Letter: Like Father, Like Son: Justin Trudeau Places Canada in Permanent Deficit

There are many things to say about the Liberal’s most recent Budget 2018 and few of them are good.

During the years of Trudeau the Elder, deficits were justified by the Liberals for the same reasons they are being justified today—that rising economic fortune justifies increasing deficits. This worked for a while in the 1970’s as a commodity boom across the world helped the Liberals finance a 300 per cent increase in the size of government. History shows us, however, that economic growth doesn’t last forever. The recession of the early 1980’s, with its increases to inflation and consequent high interest rates, nearly bankrupted the Government by the early 1990’s. It took nearly 30 years for successive Conservative and Liberal Governments to bring spending back under control.

Today Trudeau the Younger is picking up where his father left off. During Election 2015, he promised to run modest deficits to stimulate economic growth. This would be followed by fiscal tightening and a balanced budget by 2019. This promise he has officially broken as of the Government’s most recent budget, which includes no plan to bring our budget into balance. History is repeating itself: the Liberals are content to run a permanent deficit. The fiscal nightmare of the 1990s, when healthcare spending was slashed and Canada’s currency was called the “Canadian Peso,” was the result of Trudeau the Elder’s fiscal incompetence, and with his son, we are back on that path to destitution.
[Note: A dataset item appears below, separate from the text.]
PR #1494, opened 2015-11-14
[changed] remove extra wrapping `<nav>` element in Nav components

jquense:
The API between Nav and Navbar is a mess...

Despite record high commodity prices, a near doubling of oil prices and a rapidly growing United States economy, the Liberals are refusing to take fiscal responsibility and lay out a clear plan for balanced budgets. Economists call this a “structural deficit,” meaning that even if the economy operates at full capacity and efficiency the Government will still run a deficit.

The Liberals are governing like a person who takes a loan out on their house and buys risky stocks at the top of the market. As long as interest rates remain low and stocks keep rising, the policy appears sound. We all know, however, how quickly stock markets can fall, and how what once appeared as prudent, can quickly unravel. The Bank of Canada is already beginning to hike interest rates from record lows. If the price of oil or any of the other goods we produce plentifully drops, our Government is in for a shock. $18 Billion deficits will look modest compared to the cost of maintaining their vast new social programs, with lower tax revenue and higher interest borrowing rates.

As the Conservative MP for Sturgeon River-Parkland, I want to offer a clear alternative to Trudeau’s economic mismanagement. This alternative involves using the economic strength of the global economy to bring Canada’s budget back to balance. It involves finding efficiencies in Government to bring back the investment we need to grow. I don’t want Canada to run austerity budgets; but when Liberals blow the bank during good economic times, they will leave Canadians of the (near) future with no choice but to be austere. Balancing the budget today means having the fiscal flexibility to invest in the future, especially when storm clouds appear on the horizon. Running permanent structural deficits is a recipe for fiscal disaster.

It’s time to lay out a plan to balance the budget.